▶ Task statement:
Report each line of the data that includes the word "node".

▶ The data:
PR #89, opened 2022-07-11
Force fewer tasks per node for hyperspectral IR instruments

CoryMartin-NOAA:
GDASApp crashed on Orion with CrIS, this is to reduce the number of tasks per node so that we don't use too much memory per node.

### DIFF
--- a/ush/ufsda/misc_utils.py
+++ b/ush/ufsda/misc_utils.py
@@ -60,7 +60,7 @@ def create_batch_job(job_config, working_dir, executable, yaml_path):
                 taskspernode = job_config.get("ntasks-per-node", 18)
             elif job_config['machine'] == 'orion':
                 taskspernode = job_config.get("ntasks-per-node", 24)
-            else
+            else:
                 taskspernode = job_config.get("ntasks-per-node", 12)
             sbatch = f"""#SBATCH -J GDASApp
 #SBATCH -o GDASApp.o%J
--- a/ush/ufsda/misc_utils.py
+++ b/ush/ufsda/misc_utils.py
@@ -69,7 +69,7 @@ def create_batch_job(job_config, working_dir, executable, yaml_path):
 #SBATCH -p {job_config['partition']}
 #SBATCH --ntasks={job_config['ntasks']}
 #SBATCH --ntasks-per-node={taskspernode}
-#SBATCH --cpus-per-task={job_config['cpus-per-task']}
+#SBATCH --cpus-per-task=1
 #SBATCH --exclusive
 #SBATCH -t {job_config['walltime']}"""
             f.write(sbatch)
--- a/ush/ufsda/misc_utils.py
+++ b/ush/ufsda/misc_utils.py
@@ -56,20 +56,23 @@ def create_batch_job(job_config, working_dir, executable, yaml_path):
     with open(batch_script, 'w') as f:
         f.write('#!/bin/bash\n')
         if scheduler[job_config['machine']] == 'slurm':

▶ Task answer:
Force fewer tasks per node for hyperspectral IR instruments
GDASApp crashed on Orion with CrIS, this is to reduce the number of tasks per node so that we don't use too much memory per node.
                 taskspernode = job_config.get("ntasks-per-node", 18)
                 taskspernode = job_config.get("ntasks-per-node", 24)
                 taskspernode = job_config.get("ntasks-per-node", 12)
 #SBATCH --ntasks-per-node={taskspernode}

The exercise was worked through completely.